Salimos del palacio cuando el sol estaba aún en parte sobre el horizonte. Había yo decidido llegar a la Esfinge Blanca a la mañana siguiente muy temprano y tenía el propósito de atravesar antes de anochecer el bosque que me había detenido en mi anterior trayecto. Mi plan era ir lo más lejos posible aquella noche, y, luego, hacer un fuego y dormir bajo la protección de su resplandor. De acuerdo con esto, mientras caminábamos recogí cuantas ramas y hierbas secas vi, y pronto tuve los brazos repletos de tales elementos. Así cargado, avanzábamos más lentamente de lo que había previsto -y además Weena estaba rendida y yo empezaba también a tener sueño- de modo que era noche cerrada cuando llegamos al bosque. Weena hubiera querido detenerse en un altozano con arbustos que había en su lindero, temiendo que la oscuridad se nos anticipase; pero una singular sensación de calamidad inminente, que hubiera debido realmente servirme de advertencia, me impulsó hacia adelante. Había estado sin dormir durante dos días y una noche y me sentía febril e irritable. Sentía que el sueño me invadía, y que con él vendrían los Morlocks.
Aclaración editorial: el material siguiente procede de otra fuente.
PR #7909, opened 2023-03-12
Resolves #15 : Update README.md with a link to F-Droid, and remove tracker in link to Google Play

### LINKED ISSUE #15: F-Droid
Would this app be suitable to be put in F-Droid's repos?

Poussinou:
Hi,

This small PR adds a link to get the app from F-Droid, and removes the tracker in the link to get the app from Google Play.

You can now eventually add the [fdroid](https://github.com/topics/fdroid) and/or [f-droid](https://github.com/topics/f-droid) tags that will appear on the right side of the repo.

close #15

### DIFF
--- a/README.md
+++ b/README.md
@@ -36,7 +36,7 @@ Linux | <a href='https://github.com/laurent22/joplin/releases/download/v2.9.17/J
 
 Operating System | Download | Alt. Download
 ---|---|---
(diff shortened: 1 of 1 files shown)


Poussinou:
I won't sign any CLA as a matter of principle. You can pick up the changes if  you want.

laurent22:
How was it added to F-Droid? I thought it wasn't acceptable due to the camera package?

tomasz1986:
> How was it added to F-Droid? I thought it wasn't acceptable due to the camera package?

It seems they simply build it without the non-free module (hence disabling the functionality). The app is indeed available at F-Droid right now: https://f-droid.org/packages/net.cozic.joplin.

laurent22:
Hmm, that's very nice they managed to make it work. However we'll need to think whether we want to link to it or not, because they don't document that the camera function is gone and we don't want to deal with telling users all the time that it's on purpose, or get one star reviews because of this.

laurent22:
Thank you, it's great that the app is now an F-Droid but I'd prefer to close this PR as there are too many pending issues to deal with, and we have other priorities at this point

Mientras vacilábamos, vi entre la negra maleza, a nuestra espalda, confusas en la oscuridad, tres figuras agachadas. Había matas y altas hierbas a nuestro alrededor, y yo no me sentía a salvo de su ataque insidioso. El bosque, según mi cálculo, debía tener menos de una milla de largo. Si podíamos atravesarla y llegar a la ladera pelada, parecíame que encontraríamos un sitio donde descansar con plena seguridad; pensé que con mis cerillas y mi alcanfor lograría iluminar mi camino por el bosque. Sin embargo, era evidente que si tenía que agitar las cerillas con mis manos debería abandonar mi leña; así pues, la dejé en el suelo, más bien de mala gana. Y entonces se me ocurrió la idea de prenderle fuego para asombrar a los seres ocultos a nuestra espalda. Pronto iba a descubrir la atroz locura de aquel acto; pero entonces se presentó a mi mente como un recurso ingenioso para cubrir nuestra retirada.

No sé si han pensado ustedes alguna vez qué extraña cosa es la llama en ausencia del hombre y en un clima templado. El calor del sol es rara vez lo bastante fuerte para producir llama, aunque esté concentrado por

gotas de rocío, como ocurre a veces en las comarcas más tropicales. El rayo puede destrozar y carbonizar, mas con poca frecuencia es causa de incendios extensos. La vegetación que se descompone puede casualmente arder con el calor de su fermentación, pero es raro que produzca llama. En aquella época de decadencia, además, el arte de hacer fuego había sido olvidado en la tierra. Las rojas lenguas que subían lamiendo mi montón de leña eran para Weena algo nuevo y extraño por completo.

Quería cogerlas y jugar con ellas. Creo que se hubiese arrojado dentro de no haberla yo contenido. Pero la levanté y, pese a sus esfuerzos, me adentré osadamente en el bosque. Durante un breve rato, el resplandor de aquel fuego iluminó mi camino. Al mirar luego hacia atrás, pude ver, entre los apiñados troncos, que de mi montón de ramaje la llama se había extendido a algunas matas contiguas y que una línea curva de fuego se arrastraba por la hierba de la colina. Aquello me hizo reír y volví de nuevo a caminar avanzando entre los árboles oscuros. La oscuridad era completa, Y Weena se aferraba a mí convulsivamente; pero como mis ojos se iban acostumbrando a las tinieblas, había aún la suficiente luz para permitirme evitar los troncos. Sobre mi cabeza todo estaba negro, excepto algún resquicio de cielo azul que brillaba aquí y allá sobre nosotros. No encendí ninguna de mis cerillas, porque no tenía las manos libres. Con mi brazo izquierdo sostenía a mi amiguita, y en la mano derecha llevaba mi barra de hierro.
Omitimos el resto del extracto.